Law enforcement in and around D.C. could very well have had reliable intelligence suggesting a more organized event on March 4, which may have been squelched by the increased security. We can’t know for sure. I reached out to U.S. Capitol Police officials for comment, but they only directed me to their previous statement, which does not cite QAnon or any other group by name.
QAnon, by and large, is not a violent movement, and popular “holidays” among Anons are not going to be the best place to look for predicting violent events, according to security experts I spoke to.
“There are organized, white supremacist and far-right militant groups that commit violence on a recurring basis, and that’s the biggest element that’s lost in the way law enforcement looks at these issues. They tend to look at them as standalone events,” said former FBI agent Michael German, a fellow at the Brennan Center for Justice. “They’re not looking for violence these same individuals committed in the weeks, months and years previous to the attack on the Capitol that would be significant evidence demonstrating their intent.”

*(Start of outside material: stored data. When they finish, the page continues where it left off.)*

PR #283, opened 2022-01-06
chore: add classifier for python 3.10

anukaal:
added support for python 3.10

### DIFF
--- a/.github/workflows/tests.yml
+++ b/.github/workflows/tests.yml
@@ -46,7 +46,7 @@ jobs:
     runs-on: ubuntu-latest
     strategy:
       matrix:
-        python: [3.6, 3.7, 3.8, 3.9, 3.10]
+        python: ['3.6', '3.7', '3.8', '3.9', '3.10']
         variant: ['', cpp]
     steps:
       - name: Cancel Previous Runs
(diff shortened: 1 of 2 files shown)


.github/workflows/tests.yml
```diff
@@ -46,7 +46,7 @@ jobs:
     runs-on: ubuntu-latest
     strategy:
       matrix:
-        python: [3.6, 3.7, 3.8, 3.9]
+        python: [3.6, 3.7, 3.8, 3.9, 3.10]
```
software-dov, line 49: The really horrible annoying fact is that github actions doesn't like `3.10`: it needs to be in quotes.

software-dov:
Hi, thanks for contributing! Be sure to tweak the title of your PR to use [conventional commits](https://www.conventionalcommits.org/) before submitting.

.github/workflows/tests.yml
anukaal: > The really horrible annoying fact is that github actions doesn't like `3.10`: it needs to be in quotes.

I guess all the version should be in quotes that would be better

software-dov: That sounds good for consistency. My guess is that they're being interpreted as floating point numbers, which means stripping trailing zeros.

anukaal: Yeah , it would be great if all the python version should be in quotes

parthea (approved):

PR #289, opened 2022-02-04
feat: add custom __dir__ for messages and message classes

software-dov:
During development, it can be convenient to inspect objects and types
directly to determine what methods and attributes they have using the
dir() builtin command in a debugger or a REPL.

Because proto-plus messages wrap their fields using __getattr__, the
proto fields are not visible by default and must be explicitly exposed
to dir().

### DIFF
--- a/proto/message.py
+++ b/proto/message.py
@@ -273,6 +273,27 @@ class MessageMeta(type):
     def meta(cls):
         return cls._meta
 
+    def __dir__(self):
+        names = set(dir(type))
+        names.update(
+            (
+                "meta",
+                "pb",
+                "wrap",
+                "serialize",
+                "deserialize",
+                "to_json",
+                "from_json",
+                "to_dict",
+                "copy_from",
+            )
+        )
+        desc = self.pb().DESCRIPTOR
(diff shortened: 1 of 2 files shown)


proto/message.py
```diff
@@ -520,6 +541,29 @@ def __init__(
         # Create the internal protocol buffer.
         super().__setattr__("_pb", self._meta.pb(**params))
 
+    def __dir__(self):
+        desc = type(self).pb().DESCRIPTOR
+        names = {f_name for f_name in self._meta.fields.keys()}
+        names.update(m.name for m in desc.nested_types)
+        names.update(e.name for e in desc.enum_types)
+        names.update(dir(object()))
```
busunkim96, line 549: What does this do?

busunkim96 (approved):

proto/message.py
software-dov: It's including all the fields message fields, nested message and enum types, and boilerplate methods and attributes inherited from `object`. The important one is fields, since they weren't visible before, but since this is customizing `__dir__` we need to explicitly add all the others back in too.

PR #291, opened 2022-02-07
test: workaround for buggy pytest

software-dov:


parthea (approved):

mgorny:
Can this be reverted now that you've found the root cause, as indicated in pytest-dev/pytest#9637?

PR #301, opened 2022-02-16
fix: additional logic to mitigate collisions with reserved terms

parthea:
Additional fixes to mitigate collisions following PR #295

### DIFF
--- a/proto/message.py
+++ b/proto/message.py
@@ -699,18 +699,14 @@ class Message(metaclass=MessageMeta):
             their Python equivalents. See the ``marshal`` module for
             more details.
         """
-        try:
-            (key, pb_type) = self._get_pb_type_from_key(key)
-            if pb_type is None:
-                raise AttributeError(
-                    "Unknown field for {}: {}".format(self.__class__.__name__, key)
-                )
-
-            pb_value = getattr(self._pb, key)
-            marshal = self._meta.marshal
-            return marshal.to_python(pb_type, pb_value, absent=key not in self)
-        except KeyError as ex:
-            raise AttributeError(str(ex))
+        (key, pb_type) = self._get_pb_type_from_key(key)
+        if pb_type is None:
+            raise AttributeError(
+                "Unknown field for {}: {}".format(self.__class__.__name__, key)
+            )
+        pb_value = getattr(self._pb, key)
+        marshal = self._meta.marshal
+        return marshal.to_python(pb_type, pb_value, absent=key not in self)
 
     def __ne__(self, other):
         """Return True if the messages are unequal, False otherwise."""
--- a/proto/message.py
+++ b/proto/message.py
@@ -524,26 +524,14 @@ class Message(metaclass=MessageMeta):
         # coerced.
         marshal = self._meta.marshal
         for key, value in mapping.items():
-            try:
-                pb_type = self._meta.fields[key].pb_type
-            except KeyError:
-                # Underscores may be appended to field names
-                # that collide with python or proto-plus keywords.
-                # In case a key only exists with a `_` suffix, coerce the key
-                # to include the `_` suffix. It's not possible to
-                # natively define the same field with a trailing underscore in protobuf.
-                # See related issue
-                # https://github.com/googleapis/python-api-core/issues/227
-                if f"{key}_" in self._meta.fields:
-                    key = f"{key}_"
-                    pb_type = self._meta.fields[key].pb_type
-                else:
-                    if ignore_unknown_fields:
-                        continue
+            (key, pb_type) = self._get_pb_type_from_key(key)
+            if pb_type is None:
+                if ignore_unknown_fields:
+                    continue
 
-                    raise ValueError(
-                        "Unknown field for {}: {}".format(self.__class__.__name__, key)
-                    )
+                raise ValueError(
+                    "Unknown field for {}: {}".format(self.__class__.__name__, key)
+                )
 
             try:
                 pb_value = marshal.to_proto(pb_type, value)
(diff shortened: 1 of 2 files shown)


proto/message.py
```diff
@@ -545,7 +545,27 @@ def __init__(
...
+                # See related issue
+                # https://github.com/googleapis/python-api-core/issues/227
+                if isinstance(value, dict):
+                    keys_to_update = []
+                    for item in value:
+                        if not hasattr(pb_type, item) and hasattr(pb_type, f"{item}_"):
+                            keys_to_update.append(item)
+                    for item in keys_to_update:
+                        value[f"{item}_"] = value[item]
+                        del value[item]
```
software-dov, line 565: Outrageous code golf nit:
```python
value[f"{item}_"] = value.pop(item)
```

proto/message.py
```diff
@@ -662,7 +682,24 @@ def __getattr__(self, key):
...
+                # natively define the same field with a trailing underscore in protobuf.
+                # See related issue
+                # https://github.com/googleapis/python-api-core/issues/227
+                if f"{key}_" in self._meta.fields:
+                    key = f"{key}_"
+                    pb_type = self._meta.fields[key].pb_type
+                else:
+                    raise KeyError(
+                        "Unknown field for {}: {}".format(self.__class__.__name__, key)
+                    )
```
software-dov, line 701: I think this should actually be an `AttributeError` for consistency with the exception below.

proto/message.py
```diff
@@ -685,7 +722,24 @@ def __setattr__(self, key, value):
...
+            # natively define the same field with a trailing underscore in protobuf.
+            # See related issue
+            # https://github.com/googleapis/python-api-core/issues/227
+            if f"{key}_" in self._meta.fields:
+                key = f"{key}_"
+                pb_type = self._meta.fields[key].pb_type
+            else:
+                raise KeyError(
+                    "Unknown field for {}: {}".format(self.__class__.__name__, key)
+                )
```
software-dov, line 741: I think we should change this to an `AttributeError` for consistency with `__getattr__`.

tests/test_fields_mitigate_collision.py
```diff
@@ -27,10 +27,40 @@ class TestMessage(proto.Message):
...
     # Test that `spam` is coerced to `spam_`
     modified_obj = TestMessage({"spam": "has_spam", "eggs": "has_eggs"})
     assert modified_obj.spam_ == "has_spam"
+
+    # Test __setattr__ and __getattr___
+    modified_obj.__setattr__("spam", "no_spam")
+    modified_obj.__getattr__("spam") == "no_spam"
+
+    modified_obj.__setattr__("spam_", "yes_spam")
+    modified_obj.__getattr__("spam_") == "yes_spam"
```
software-dov, line 46: This works, but it's more idiomatic and arguably a better test to just try to interact with the attributes directly:
```python
modified_obj.spam = "no_spam"
assert modified_obj.spam == "no_spam"

modified_obj.spam_ = "yes_spam"
assert modified_obj.spam_ == "yes_spam"
```
It may be a good idea to go bidirectionally too:
```python
modified_obj.spam = "maybe_spam"
assert modified_obj.spam_ == "maybe_spam"

modified_obj.spam_ = "maybe_not_spam"
assert modified_obj.spam == "maybe_not_spam"
```

tests/test_fields_mitigate_collision.py
```diff
@@ -27,10 +27,40 @@ class TestMessage(proto.Message):
...
+        text_stream=TestMessage({"spam": "has_spam", "eggs": "has_eggs"})
+    )
+    assert modified_obj.text_stream.spam_ == "has_spam"
+
+    # Test __setattr__ and __getattr___
+    modified_obj.text_stream.__setattr__("spam", "no_spam")
+    modified_obj.text_stream.__getattr__("spam") == "no_spam"
+
+    modified_obj.text_stream.__setattr__("spam_", "yes_spam")
+    modified_obj.text_stream.__getattr__("spam_") == "yes_spam"
```
software-dov, line 59: Same here as above: use the attributes directly, cross test.

tests/test_fields_mitigate_collision.py
```diff
@@ -27,10 +27,40 @@ class TestMessage(proto.Message):
...
+
+    with pytest.raises(KeyError):
+        modified_obj.text_stream.__setattr__("key_does_not_exist", "n/a")
```
software-dov, line 62: Same here: use the attribute directly.
We should also add a test for `__getattr__`

proto/message.py
```diff
@@ -685,7 +722,24 @@ def __setattr__(self, key, value):
         if key[0] == "_":
             return super().__setattr__(key, value)
         marshal = self._meta.marshal
-        pb_type = self._meta.fields[key].pb_type
+        try:
+            pb_type = self._meta.fields[key].pb_type
+        except KeyError:
```
vam-google, line 727: These three newly introduced sections seem very similar (and the comment section too). Can we put it in a helper method or something to avoid code duplication? The small differences can be addressed by passing some sort of parameters into a helper funciton?

vam-google (commented):
Look goo to me, but can we please avoid code dupliction if possible?

tests/test_fields_mitigate_collision.py
```diff
@@ -38,28 +38,43 @@ class TextStream(proto.Message):
...
+    modified_obj.text_stream.spam = "maybe_spam"
+    assert modified_obj.text_stream.spam_ == "maybe_spam"
+
+    modified_obj.text_stream.spam_ = "maybe_not_spam"
+    assert modified_obj.text_stream.spam == "maybe_not_spam"
 
-    modified_obj.text_stream.__setattr__("spam_", "yes_spam")
-    modified_obj.text_stream.__getattr__("spam_") == "yes_spam"
+    with pytest.raises(AttributeError):
+        modified_obj.text_stream.attribute_does_not_exist == "n/a"
```
software-dov, line 74: Nit: should add an `assert` right at the beginning of the line.

software-dov (approved):
One minor nit, otherwise LGTM.

tests/test_fields_mitigate_collision.py
parthea: Done

PR #176, opened 2021-01-08
fix: default proto package name is the module name, not ""

0x2b3bfa0:
Closes #175; please refer to #171 for context.

PR #309, opened 2022-04-19
fix: default proto package name is the module name, not ""

### LINKED ISSUE #175: fix: default proto package name is the module name, not ""
See #171 for background information.

parthea:
Fixes #175

This is similar to #176 but the PR is stale and the branch is no longer active


vam-google (approved):
LGTM

PR #312, opened 2022-04-29
ci: refactor coverage check

parthea:
This PR refactors the github action coverage check to test combined coverage across all checks. This is needed for https://github.com/googleapis/proto-plus-python/pull/226 as there is a coverage gap when checks are evaluated individually rather than combined.

We use a similar check in googleapis python-* repos. See the templated file [here](https://github.com/googleapis/synthtool/blob/master/synthtool/gcp/templates/python_library/.github/workflows/unittest.yml#L45).

### DIFF
--- a/.coveragerc
+++ b/.coveragerc
@@ -2,7 +2,6 @@
 branch = True
 
 [report]
-fail_under = 100
 show_missing = True
 omit =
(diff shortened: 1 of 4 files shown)


vam-google (approved):
LGTM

Instead, German said law enforcement should focus on individuals and groups with a known track record of violence, and rely on intelligence — rather than random dates tossed around on Q forums — for predicting and preventing violence. That’s not to say we should brush QAnon off as harmless: after all, there are QAnon supporters who have been involved in violent plots, including a man arrested in Wisconsin last week for threatening to commit a “mass casualty” event. And even beyond these outlier offenders, the QAnon movement, including its ever-evolving calendar of predicted catastrophes, comes with its own very real risks in undermining trust in our democratic institutions in a very real, insidious and growing way.
“We need to worry about Q not because it’s about to overthrow the government,” said Mia Bloom, a professor of communication at Georgia State University and an expert on QAnon and extremism. “We need to worry about Q because the long-term effect is corrosive to democratic values.”
The cult who cried wolf is not one whose cries should be written off for good.